**Data records**:
PR #182, opened 2024-05-02
Fix incorrect condition for skipping Libcint tests

msricher:
The current test won't work because it only checks if the build files exist: https://github.com/theochem/gbasis/blob/3a88b8400d17070e2e41e43ab281dea5a109279a/tests/test_libcint.py#L62-L63

It should actually check if a file matching `gbasis/integrals/lib/libcint.so*` exists, as this is the actual file that will be loaded, and included with gbasis when it is packaged.

This commit fixes the check, so that the libcint tests will only be skipped if Libcint is missing from the actual package.

@leila-pujal 

## Checklist

- [x] Update documentation
- [ ] Rebase onto master

## Type of Changes

|   | Type |
| ✓  | :bug: Bug fix  |
| ✓  | :scroll: Docs |

### DIFF
--- a/tests/test_libcint.py
+++ b/tests/test_libcint.py
@@ -1,11 +1,16 @@
 """Test gbasis.integrals.libcint."""
 
 import pytest
-import os as os
-import sys as sys
+import os
+import sys
+
+from os.path import dirname, join
+from glob import glob
 
 import numpy as np
 import numpy.testing as npt
+
+import gbasis
 
 from gbasis.integrals.angular_momentum import angular_momentum_integral
 from gbasis.integrals.electron_repulsion import electron_repulsion_integral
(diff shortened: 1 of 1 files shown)


leila-pujal:
@msricher, the pytest workflows in github actions don't pass. We get this error:

```
ERROR tests/test_libcint.py - TypeError: glob() got an unexpected keyword argument 'root_dir'
!!!!!!!!!!!!!!!!!!!! Interrupted: 1 error during collection !!!!!!!!!!!!!!!!!!!!
=============================== 1 error in 2.75s ===============================
```

msricher:
You're right, that's not a valid option for older Python versions. This fixes it.

leila-pujal (approved):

**Exercise objective**: Reply with the complete data above, every character as it stands.

**Answer space**:
PR #182, opened 2024-05-02
Fix incorrect condition for skipping Libcint tests

msricher:
The current test won't work because it only checks if the build files exist: https://github.com/theochem/gbasis/blob/3a88b8400d17070e2e41e43ab281dea5a109279a/tests/test_libcint.py#L62-L63

It should actually check if a file matching `gbasis/integrals/lib/libcint.so*` exists, as this is the actual file that will be loaded, and included with gbasis when it is packaged.

This commit fixes the check, so that the libcint tests will only be skipped if Libcint is missing from the actual package.

@leila-pujal 

## Checklist

- [x] Update documentation
- [ ] Rebase onto master

## Type of Changes

|   | Type |
| ✓  | :bug: Bug fix  |
| ✓  | :scroll: Docs |

### DIFF
--- a/tests/test_libcint.py
+++ b/tests/test_libcint.py
@@ -1,11 +1,16 @@
 """Test gbasis.integrals.libcint."""
 
 import pytest
-import os as os
-import sys as sys
+import os
+import sys
+
+from os.path import dirname, join
+from glob import glob
 
 import numpy as np
 import numpy.testing as npt
+
+import gbasis
 
 from gbasis.integrals.angular_momentum import angular_momentum_integral
 from gbasis.integrals.electron_repulsion import electron_repulsion_integral
(diff shortened: 1 of 1 files shown)


leila-pujal:
@msricher, the pytest workflows in github actions don't pass. We get this error:

```
ERROR tests/test_libcint.py - TypeError: glob() got an unexpected keyword argument 'root_dir'
!!!!!!!!!!!!!!!!!!!! Interrupted: 1 error during collection !!!!!!!!!!!!!!!!!!!!
=============================== 1 error in 2.75s ===============================
```

msricher:
You're right, that's not a valid option for older Python versions. This fixes it.

leila-pujal (approved):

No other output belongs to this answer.